The MATRIX AI Consortium at the University of Texas at San Antonio (UTSA) announced this week it received a $4 million grant from the National Science Foundation to fund “The Neuromorphic Commons (THOR)” project.
The THOR project is a multi-university initiative giving researchers access to large-scale heterogeneous neuromorphic computing hardware systems.
“Our vision is to foster interdisciplinary collaborative research on the neuronal foundations of biological intelligence, covering the full spectrum from perception, decision making, and continual learning in the physical world,” the project’s website says.
UTSA says the THOR project is expected to catalyze a transformation in algorithm design, hardware and software co-design, and neuromorphic applications, similar in scale to the impact seen when HPC systems became accessible to the engineering research community. The system will be accessible for research in various domains including artificial intelligence and machine learning, physics, life sciences, and computational neuroscience.
Dhireesha Kudithipudi, THOR Principal Investigator and Director of the MATRIX AI Consortium, said the group plans to design a national hub for open access large scale neuromorphic platforms through industry partnerships.

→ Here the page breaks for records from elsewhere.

PR #159, opened 2019-09-06
Add optional argument to repo ls to limit results to repos within a workspace

SimonBarendse:
We can later alias the `ls <workspace>` command to this command.


SimonBarendse:
@mackenbach Yes, we can add that as well. I intend to do so by aliasing to this command.

SimonBarendse:
@mackenbach I've opened #162 to add `ls <workspace>` support.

“The field is at a pivotal moment and ensuring access to a broader group of researchers is critical at this stage. This initiative reflects a community-driven approach, shaping a framework designed by and for the community,” she said in a release.
The THOR team also plans to develop training and education materials to cover the fundamentals of neuromorphic learning algorithms and systems and to make these resources available through open platforms.
Neuromorphic computing is an architecture that uses hardware and algorithms inspired by the human brain, particularly the neocortex, where high-level functions like spatial reasoning, sensory perception, and language take place. Neuromorphic systems use intricate spiking neural networks of chips using artificial neurons and synapses to process information and solve problems. The networks simulate how biological neurons transmit information through discrete spikes over time, allowing the system to process temporal patterns in data.
Interest in neuromorphic computing has fluctuated in recent times, especially with the push for quantum, as well as the current GPU-driven hardware landscape that has supercharged the capabilities of classical computing and taken us into the exascale era. But spiked neural networks still hold promise for low energy and low latency computing which could boost several technologies, including AI, where these techniques can enhance machine learning algorithms with more efficiency and flexibility. Large manufacturers are on also board: IBM released a neuromorphic chip in 2023 called NorthPole that the company claims is 25x more energy efficient than current chip technology. And earlier this year, Intel announced the Hala Point system in collaboration with Sandia National Laboratories which is powered by 1,152 of its own Loihi 2 neuromorphic processors.
NSF Program Director Andrey Kanaev said the agency’s award for the THOR project is crucial in advancing the NSF’s mission to drive innovation and broaden access to research resources. “By making bio-inspired computing resources available to a wider community of researchers in computer science, neuroscience, and computational physics, this project will contribute to democratizing access to advanced tools and fostering breakthroughs in energy-efficient, resilient AI through neuromorphic computing,” he said.
The core team of researchers driving this interdisciplinary collaborative effort include Dhireesha Kudithipudi, Principal Investigator, University of Texas San Antonio; Catherine Schuman, Co-Principal Investigator, University of Tennessee Knoxville; Gert Cauwenberghs, Co-Principal Investigator, University of California San Diego; and Vijay Janapa Reddi, Senior Personnel, Harvard University.